Task statement
Please copy out the entries below exactly, beginning with the line that contains "Also that error, need" and ending with the line that contains "Ahhh crap, bs5", and include nothing outside that span.

[Stored data entries]
*-*-*

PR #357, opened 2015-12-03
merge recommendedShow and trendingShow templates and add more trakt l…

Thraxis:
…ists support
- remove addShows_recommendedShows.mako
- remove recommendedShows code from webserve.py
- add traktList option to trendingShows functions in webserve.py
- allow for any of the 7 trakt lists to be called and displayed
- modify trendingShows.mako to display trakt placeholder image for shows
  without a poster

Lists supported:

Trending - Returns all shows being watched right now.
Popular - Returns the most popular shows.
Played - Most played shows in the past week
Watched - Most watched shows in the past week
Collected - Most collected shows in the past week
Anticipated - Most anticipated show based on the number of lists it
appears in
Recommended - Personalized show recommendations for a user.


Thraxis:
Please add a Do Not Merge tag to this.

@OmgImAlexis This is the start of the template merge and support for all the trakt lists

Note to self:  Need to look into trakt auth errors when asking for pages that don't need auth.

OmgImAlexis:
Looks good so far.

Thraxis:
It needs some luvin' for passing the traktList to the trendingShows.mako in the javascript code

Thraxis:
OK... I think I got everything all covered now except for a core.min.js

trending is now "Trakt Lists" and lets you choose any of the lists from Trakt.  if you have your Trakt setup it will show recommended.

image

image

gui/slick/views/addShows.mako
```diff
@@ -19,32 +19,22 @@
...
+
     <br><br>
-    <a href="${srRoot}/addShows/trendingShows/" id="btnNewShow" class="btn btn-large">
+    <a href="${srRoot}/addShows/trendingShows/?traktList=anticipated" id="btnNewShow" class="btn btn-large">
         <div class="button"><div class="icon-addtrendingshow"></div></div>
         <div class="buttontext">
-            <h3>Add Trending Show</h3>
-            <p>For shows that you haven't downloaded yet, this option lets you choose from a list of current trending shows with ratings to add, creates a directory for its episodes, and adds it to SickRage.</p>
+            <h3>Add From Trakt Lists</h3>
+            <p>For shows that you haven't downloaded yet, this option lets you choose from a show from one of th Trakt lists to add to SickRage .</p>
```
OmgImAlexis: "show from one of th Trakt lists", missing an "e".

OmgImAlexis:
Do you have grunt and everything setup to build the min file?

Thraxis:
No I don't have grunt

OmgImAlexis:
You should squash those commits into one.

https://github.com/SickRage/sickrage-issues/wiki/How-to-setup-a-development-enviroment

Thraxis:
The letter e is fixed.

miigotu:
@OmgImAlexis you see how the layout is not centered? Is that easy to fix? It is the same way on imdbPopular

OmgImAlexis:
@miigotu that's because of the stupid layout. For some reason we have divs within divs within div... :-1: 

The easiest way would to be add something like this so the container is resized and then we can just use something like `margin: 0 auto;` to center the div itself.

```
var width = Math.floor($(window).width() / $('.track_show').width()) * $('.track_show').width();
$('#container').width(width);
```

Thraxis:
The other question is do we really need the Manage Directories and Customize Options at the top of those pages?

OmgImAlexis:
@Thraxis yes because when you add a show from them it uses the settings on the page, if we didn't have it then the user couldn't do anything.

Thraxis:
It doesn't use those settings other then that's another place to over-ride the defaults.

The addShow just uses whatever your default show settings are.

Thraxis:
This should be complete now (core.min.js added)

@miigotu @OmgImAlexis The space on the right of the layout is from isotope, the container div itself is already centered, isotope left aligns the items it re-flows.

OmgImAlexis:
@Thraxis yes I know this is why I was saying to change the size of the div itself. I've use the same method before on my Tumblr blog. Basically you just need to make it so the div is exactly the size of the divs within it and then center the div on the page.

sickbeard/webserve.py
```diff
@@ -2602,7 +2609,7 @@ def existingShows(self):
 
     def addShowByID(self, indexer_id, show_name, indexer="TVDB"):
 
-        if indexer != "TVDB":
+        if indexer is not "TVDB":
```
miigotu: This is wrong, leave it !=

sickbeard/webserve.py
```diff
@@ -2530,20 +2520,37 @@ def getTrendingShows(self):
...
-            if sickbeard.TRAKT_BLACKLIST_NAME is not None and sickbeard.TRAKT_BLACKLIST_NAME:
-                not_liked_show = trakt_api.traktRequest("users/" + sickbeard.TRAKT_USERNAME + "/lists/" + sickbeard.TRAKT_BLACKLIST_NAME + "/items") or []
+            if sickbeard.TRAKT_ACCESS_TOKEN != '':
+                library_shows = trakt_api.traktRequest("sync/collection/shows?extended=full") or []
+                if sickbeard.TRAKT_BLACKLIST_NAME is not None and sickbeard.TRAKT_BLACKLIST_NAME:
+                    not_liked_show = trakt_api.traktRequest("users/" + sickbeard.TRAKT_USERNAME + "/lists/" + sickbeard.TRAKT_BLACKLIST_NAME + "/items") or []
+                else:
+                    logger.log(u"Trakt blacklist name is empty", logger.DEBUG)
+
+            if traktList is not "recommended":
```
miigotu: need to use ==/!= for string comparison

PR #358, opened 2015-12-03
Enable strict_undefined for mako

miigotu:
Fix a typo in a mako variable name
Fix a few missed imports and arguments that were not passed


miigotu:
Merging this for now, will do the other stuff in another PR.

*-*-*

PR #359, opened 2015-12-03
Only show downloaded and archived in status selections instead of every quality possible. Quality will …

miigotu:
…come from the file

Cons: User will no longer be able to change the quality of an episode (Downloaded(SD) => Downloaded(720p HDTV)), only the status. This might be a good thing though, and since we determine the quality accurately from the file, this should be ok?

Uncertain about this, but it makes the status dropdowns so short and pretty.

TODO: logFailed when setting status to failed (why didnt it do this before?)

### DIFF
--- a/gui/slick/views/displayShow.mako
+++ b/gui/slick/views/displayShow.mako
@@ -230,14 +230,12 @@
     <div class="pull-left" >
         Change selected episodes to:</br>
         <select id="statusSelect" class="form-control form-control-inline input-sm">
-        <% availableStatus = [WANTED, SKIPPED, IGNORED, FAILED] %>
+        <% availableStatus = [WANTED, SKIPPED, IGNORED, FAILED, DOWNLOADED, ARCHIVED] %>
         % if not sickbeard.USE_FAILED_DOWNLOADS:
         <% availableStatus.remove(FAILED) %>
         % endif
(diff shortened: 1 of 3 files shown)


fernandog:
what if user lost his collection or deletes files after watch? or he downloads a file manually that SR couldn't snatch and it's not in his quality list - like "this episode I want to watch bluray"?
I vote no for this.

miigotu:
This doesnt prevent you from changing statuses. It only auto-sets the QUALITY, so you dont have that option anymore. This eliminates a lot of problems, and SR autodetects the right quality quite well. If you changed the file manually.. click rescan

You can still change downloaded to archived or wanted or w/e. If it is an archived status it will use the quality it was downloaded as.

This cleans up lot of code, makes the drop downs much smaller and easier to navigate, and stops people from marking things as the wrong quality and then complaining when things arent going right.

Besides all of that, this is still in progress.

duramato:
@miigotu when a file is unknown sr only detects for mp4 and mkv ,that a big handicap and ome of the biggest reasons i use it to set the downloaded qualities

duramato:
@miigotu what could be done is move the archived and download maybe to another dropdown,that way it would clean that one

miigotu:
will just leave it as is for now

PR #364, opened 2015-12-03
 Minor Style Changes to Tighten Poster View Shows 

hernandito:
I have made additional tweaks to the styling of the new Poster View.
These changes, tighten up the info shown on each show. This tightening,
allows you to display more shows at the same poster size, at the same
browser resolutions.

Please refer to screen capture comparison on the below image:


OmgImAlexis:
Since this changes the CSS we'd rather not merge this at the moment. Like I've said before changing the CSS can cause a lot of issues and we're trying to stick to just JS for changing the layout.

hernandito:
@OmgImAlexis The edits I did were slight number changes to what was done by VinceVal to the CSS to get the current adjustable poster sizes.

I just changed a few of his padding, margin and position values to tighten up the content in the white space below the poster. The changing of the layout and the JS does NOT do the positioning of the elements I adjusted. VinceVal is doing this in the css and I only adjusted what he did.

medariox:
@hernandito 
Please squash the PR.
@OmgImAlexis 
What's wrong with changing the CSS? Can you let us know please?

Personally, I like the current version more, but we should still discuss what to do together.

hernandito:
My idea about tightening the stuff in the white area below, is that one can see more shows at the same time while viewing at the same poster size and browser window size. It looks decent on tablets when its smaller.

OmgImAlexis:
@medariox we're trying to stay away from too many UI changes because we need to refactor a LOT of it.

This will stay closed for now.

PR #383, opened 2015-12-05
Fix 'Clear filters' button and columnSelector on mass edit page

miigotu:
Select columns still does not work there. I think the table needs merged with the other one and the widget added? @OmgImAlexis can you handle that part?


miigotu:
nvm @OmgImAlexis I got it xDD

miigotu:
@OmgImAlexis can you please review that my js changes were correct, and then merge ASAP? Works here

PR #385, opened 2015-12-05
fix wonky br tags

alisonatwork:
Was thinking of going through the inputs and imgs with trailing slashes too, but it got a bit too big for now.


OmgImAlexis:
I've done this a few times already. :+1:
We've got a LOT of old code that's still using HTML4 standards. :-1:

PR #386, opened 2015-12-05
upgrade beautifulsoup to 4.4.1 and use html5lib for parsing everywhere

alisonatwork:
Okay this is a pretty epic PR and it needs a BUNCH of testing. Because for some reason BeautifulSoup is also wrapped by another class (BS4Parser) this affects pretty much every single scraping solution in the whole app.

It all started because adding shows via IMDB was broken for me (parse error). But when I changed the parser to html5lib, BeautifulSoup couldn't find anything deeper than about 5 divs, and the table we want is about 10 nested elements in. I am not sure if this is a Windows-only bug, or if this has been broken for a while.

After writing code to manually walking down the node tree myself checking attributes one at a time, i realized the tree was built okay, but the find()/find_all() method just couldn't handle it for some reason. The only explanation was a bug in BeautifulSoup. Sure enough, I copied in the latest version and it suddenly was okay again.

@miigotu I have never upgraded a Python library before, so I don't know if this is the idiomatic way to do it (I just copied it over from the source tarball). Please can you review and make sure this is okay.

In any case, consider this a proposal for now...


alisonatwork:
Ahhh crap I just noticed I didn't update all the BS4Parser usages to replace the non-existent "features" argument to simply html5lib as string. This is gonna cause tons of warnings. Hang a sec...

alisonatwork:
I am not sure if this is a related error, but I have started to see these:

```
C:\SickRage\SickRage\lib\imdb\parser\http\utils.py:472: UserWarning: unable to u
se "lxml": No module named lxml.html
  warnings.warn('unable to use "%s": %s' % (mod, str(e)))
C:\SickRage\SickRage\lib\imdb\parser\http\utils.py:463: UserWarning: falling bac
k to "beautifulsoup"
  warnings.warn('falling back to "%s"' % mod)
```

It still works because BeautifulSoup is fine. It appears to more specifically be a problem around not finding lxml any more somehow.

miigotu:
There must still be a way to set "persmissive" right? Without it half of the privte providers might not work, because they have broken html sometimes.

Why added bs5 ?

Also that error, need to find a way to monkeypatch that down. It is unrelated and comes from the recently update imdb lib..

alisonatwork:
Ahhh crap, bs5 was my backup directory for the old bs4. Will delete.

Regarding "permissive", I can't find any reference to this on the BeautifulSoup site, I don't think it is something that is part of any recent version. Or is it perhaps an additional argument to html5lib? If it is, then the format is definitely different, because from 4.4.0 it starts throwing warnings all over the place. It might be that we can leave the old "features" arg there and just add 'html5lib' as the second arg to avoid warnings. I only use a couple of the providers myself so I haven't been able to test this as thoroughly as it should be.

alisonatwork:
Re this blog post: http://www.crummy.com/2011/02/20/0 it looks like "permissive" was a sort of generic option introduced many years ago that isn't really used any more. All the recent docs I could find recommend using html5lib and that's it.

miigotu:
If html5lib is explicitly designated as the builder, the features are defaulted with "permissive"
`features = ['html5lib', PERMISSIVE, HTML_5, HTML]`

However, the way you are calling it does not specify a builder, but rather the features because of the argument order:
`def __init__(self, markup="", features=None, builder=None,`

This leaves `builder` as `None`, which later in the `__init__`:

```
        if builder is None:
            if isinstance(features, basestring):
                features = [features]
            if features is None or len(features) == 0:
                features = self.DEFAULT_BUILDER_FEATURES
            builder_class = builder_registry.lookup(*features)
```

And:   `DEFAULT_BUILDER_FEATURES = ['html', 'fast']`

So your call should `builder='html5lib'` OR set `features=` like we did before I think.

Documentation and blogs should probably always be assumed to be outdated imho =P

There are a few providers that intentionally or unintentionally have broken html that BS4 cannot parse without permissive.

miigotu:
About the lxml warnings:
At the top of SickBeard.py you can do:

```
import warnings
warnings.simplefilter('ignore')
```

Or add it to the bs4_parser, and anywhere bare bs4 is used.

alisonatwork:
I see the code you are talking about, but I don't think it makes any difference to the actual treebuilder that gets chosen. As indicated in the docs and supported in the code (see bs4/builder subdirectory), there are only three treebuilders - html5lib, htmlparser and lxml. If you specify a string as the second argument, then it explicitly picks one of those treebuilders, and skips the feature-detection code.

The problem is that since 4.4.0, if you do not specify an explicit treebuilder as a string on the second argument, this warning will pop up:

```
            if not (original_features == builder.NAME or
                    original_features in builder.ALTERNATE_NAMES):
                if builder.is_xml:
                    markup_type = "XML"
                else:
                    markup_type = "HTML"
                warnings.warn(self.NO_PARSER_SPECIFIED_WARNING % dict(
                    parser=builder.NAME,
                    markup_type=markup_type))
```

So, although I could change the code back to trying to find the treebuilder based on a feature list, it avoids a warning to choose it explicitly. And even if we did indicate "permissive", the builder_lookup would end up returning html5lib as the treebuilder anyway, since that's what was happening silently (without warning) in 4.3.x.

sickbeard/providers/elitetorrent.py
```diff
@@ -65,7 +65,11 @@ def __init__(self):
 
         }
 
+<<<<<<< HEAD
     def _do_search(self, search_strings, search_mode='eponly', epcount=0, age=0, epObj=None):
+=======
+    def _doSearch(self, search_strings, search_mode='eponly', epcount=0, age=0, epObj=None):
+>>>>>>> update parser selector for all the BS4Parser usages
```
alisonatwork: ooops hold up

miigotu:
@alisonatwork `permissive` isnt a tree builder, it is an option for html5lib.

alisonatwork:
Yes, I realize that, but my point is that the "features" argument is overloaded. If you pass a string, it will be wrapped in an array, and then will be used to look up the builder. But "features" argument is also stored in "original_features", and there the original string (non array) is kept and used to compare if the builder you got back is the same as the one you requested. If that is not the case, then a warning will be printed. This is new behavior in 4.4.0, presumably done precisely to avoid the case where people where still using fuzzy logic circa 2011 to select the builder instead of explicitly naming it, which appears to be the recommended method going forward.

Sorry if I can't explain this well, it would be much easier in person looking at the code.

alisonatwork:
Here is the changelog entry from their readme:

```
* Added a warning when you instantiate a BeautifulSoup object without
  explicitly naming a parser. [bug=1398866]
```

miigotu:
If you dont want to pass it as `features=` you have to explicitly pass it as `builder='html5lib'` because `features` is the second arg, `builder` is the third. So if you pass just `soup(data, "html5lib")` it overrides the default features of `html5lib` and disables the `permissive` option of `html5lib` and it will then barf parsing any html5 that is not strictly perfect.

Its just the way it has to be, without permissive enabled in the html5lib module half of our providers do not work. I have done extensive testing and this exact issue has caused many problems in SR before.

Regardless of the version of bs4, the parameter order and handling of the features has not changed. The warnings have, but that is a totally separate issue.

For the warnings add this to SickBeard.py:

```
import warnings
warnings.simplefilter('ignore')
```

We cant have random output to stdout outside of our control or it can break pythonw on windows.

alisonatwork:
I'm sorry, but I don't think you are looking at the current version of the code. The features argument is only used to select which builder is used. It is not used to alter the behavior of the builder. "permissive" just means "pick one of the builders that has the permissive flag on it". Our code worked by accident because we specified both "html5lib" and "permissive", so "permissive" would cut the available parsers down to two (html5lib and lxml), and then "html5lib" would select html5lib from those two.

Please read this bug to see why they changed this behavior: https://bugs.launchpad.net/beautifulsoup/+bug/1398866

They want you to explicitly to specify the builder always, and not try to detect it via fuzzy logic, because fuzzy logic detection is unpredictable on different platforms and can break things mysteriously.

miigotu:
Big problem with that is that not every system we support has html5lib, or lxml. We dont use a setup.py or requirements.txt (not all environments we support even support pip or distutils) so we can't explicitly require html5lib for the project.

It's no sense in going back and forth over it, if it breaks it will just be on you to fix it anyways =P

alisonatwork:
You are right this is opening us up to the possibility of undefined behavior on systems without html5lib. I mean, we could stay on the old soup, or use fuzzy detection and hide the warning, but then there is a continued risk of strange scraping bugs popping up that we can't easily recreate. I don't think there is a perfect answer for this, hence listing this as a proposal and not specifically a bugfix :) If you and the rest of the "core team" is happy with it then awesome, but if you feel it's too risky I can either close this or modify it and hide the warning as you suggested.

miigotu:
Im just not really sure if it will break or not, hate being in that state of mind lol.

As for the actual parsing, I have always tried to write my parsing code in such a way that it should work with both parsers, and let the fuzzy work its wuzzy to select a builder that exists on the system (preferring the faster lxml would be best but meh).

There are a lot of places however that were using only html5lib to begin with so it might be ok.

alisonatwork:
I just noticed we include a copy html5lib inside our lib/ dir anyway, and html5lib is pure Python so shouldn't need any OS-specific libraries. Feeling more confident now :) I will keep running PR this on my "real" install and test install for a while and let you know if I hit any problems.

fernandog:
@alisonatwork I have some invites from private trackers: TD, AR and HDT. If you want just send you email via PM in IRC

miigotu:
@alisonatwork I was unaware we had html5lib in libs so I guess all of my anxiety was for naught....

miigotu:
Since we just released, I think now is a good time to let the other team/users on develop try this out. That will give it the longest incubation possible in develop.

*-*-*

Exercise solution
Also that error, need to find a way to monkeypatch that down. It is unrelated and comes from the recently update imdb lib..

alisonatwork:
Ahhh crap, bs5 was my backup directory for the old bs4. Will delete.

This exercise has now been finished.